▼▼▼

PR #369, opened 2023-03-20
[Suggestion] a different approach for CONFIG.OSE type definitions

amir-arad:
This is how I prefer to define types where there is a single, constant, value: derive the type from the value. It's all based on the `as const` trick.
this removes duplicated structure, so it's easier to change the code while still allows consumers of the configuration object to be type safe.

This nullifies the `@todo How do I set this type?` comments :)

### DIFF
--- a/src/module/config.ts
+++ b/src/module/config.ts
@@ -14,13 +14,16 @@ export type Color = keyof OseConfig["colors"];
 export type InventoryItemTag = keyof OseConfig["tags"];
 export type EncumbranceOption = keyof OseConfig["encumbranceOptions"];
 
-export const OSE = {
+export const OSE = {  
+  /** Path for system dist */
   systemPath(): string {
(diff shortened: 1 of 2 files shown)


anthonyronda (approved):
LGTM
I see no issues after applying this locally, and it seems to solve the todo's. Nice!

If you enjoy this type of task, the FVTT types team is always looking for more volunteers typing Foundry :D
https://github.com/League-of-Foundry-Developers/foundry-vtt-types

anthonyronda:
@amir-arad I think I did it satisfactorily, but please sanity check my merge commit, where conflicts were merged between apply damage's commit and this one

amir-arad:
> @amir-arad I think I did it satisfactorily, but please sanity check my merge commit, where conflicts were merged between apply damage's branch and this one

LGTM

▲▲▲

- [Problem] Could you quote the material above in full, exactly as it stands?

- [The answer]
PR #369, opened 2023-03-20
[Suggestion] a different approach for CONFIG.OSE type definitions

amir-arad:
This is how I prefer to define types where there is a single, constant, value: derive the type from the value. It's all based on the `as const` trick.
this removes duplicated structure, so it's easier to change the code while still allows consumers of the configuration object to be type safe.

This nullifies the `@todo How do I set this type?` comments :)

### DIFF
--- a/src/module/config.ts
+++ b/src/module/config.ts
@@ -14,13 +14,16 @@ export type Color = keyof OseConfig["colors"];
 export type InventoryItemTag = keyof OseConfig["tags"];
 export type EncumbranceOption = keyof OseConfig["encumbranceOptions"];
 
-export const OSE = {
+export const OSE = {  
+  /** Path for system dist */
   systemPath(): string {
(diff shortened: 1 of 2 files shown)


anthonyronda (approved):
LGTM
I see no issues after applying this locally, and it seems to solve the todo's. Nice!

If you enjoy this type of task, the FVTT types team is always looking for more volunteers typing Foundry :D
https://github.com/League-of-Foundry-Developers/foundry-vtt-types

anthonyronda:
@amir-arad I think I did it satisfactorily, but please sanity check my merge commit, where conflicts were merged between apply damage's commit and this one

amir-arad:
> @amir-arad I think I did it satisfactorily, but please sanity check my merge commit, where conflicts were merged between apply damage's branch and this one

LGTM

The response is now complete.